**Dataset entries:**

####################

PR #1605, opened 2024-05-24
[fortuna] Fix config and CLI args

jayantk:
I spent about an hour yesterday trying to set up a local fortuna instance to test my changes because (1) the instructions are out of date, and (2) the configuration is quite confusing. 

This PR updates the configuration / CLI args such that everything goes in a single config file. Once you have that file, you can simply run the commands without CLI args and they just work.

####################

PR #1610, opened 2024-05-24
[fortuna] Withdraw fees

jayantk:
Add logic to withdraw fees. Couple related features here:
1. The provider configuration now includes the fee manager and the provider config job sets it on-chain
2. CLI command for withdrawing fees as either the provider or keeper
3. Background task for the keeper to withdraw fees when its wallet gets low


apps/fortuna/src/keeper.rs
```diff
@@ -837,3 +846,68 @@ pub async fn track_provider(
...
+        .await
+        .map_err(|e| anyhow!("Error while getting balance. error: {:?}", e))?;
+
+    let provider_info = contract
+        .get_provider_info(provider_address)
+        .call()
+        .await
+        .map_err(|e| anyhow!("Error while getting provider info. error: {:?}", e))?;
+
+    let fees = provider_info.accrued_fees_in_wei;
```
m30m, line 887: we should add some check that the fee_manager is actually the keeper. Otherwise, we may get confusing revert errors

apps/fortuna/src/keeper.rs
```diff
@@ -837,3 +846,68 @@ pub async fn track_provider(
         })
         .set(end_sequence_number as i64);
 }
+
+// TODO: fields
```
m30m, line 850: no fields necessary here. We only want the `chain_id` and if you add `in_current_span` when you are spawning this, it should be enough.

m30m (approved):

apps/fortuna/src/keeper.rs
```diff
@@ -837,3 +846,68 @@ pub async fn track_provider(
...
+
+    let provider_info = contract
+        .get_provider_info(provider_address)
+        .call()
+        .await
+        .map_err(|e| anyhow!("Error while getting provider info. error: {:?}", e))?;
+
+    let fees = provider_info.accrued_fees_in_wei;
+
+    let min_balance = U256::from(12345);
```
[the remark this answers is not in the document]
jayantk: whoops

####################

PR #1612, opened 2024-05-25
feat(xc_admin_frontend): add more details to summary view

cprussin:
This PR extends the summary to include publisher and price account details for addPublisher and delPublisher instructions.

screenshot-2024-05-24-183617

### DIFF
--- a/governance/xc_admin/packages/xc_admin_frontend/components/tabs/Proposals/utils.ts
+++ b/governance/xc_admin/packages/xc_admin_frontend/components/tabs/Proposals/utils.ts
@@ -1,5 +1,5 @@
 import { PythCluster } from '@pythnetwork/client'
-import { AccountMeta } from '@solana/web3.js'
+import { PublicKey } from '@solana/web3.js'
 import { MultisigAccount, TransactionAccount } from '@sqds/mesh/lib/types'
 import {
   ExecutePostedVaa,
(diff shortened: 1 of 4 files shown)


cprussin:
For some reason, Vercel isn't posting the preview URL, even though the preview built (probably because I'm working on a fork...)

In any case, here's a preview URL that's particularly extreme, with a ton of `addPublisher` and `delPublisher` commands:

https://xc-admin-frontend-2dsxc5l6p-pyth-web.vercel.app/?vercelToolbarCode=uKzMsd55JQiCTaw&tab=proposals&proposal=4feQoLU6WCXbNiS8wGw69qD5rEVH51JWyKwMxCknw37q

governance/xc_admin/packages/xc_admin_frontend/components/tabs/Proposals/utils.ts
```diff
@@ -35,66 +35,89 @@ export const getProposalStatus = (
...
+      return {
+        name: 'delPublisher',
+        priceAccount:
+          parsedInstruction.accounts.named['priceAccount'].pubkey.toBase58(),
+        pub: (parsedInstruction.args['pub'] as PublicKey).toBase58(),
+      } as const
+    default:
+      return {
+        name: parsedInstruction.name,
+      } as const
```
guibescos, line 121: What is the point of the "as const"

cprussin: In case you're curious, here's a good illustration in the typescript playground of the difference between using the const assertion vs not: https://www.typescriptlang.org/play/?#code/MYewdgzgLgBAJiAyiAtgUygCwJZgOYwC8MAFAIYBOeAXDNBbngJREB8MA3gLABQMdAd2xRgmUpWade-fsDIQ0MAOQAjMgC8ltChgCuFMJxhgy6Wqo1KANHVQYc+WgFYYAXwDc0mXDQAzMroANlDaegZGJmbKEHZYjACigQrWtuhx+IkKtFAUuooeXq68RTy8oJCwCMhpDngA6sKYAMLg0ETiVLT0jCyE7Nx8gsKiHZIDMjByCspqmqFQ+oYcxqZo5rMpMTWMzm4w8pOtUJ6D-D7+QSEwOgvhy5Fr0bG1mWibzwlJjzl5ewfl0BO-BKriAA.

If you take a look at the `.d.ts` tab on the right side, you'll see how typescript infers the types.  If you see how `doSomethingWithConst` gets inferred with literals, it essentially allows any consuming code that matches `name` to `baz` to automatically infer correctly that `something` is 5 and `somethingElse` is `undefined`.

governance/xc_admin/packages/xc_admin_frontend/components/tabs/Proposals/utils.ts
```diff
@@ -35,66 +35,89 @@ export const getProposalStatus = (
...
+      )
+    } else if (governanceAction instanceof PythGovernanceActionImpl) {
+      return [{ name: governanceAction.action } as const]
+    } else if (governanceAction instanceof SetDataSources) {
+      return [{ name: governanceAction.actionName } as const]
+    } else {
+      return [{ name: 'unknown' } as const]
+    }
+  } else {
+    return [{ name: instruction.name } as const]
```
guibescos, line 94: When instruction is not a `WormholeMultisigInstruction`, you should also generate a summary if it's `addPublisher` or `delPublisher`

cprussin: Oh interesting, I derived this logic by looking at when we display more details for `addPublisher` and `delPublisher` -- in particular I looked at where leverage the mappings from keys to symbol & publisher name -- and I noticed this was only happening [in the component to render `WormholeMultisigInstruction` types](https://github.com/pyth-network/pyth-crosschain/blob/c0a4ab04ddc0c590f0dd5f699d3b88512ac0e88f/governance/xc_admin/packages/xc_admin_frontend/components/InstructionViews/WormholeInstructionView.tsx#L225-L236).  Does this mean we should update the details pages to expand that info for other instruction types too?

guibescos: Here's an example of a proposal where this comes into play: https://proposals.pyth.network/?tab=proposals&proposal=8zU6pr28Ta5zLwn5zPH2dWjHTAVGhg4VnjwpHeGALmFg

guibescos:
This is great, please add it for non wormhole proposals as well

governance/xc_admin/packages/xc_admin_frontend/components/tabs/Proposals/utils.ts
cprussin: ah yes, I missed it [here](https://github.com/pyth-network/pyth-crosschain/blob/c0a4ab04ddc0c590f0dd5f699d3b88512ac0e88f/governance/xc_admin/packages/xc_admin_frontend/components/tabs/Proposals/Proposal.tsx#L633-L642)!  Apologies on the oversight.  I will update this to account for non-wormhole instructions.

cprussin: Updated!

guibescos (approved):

####################

**TASK:** Using the records above, restate word for word the lines from the one with "[the remark this" through the one with "jayantk: whoops", both included.

**PROBLEM SOLUTION:**
[the remark this answers is not in the document]
jayantk: whoops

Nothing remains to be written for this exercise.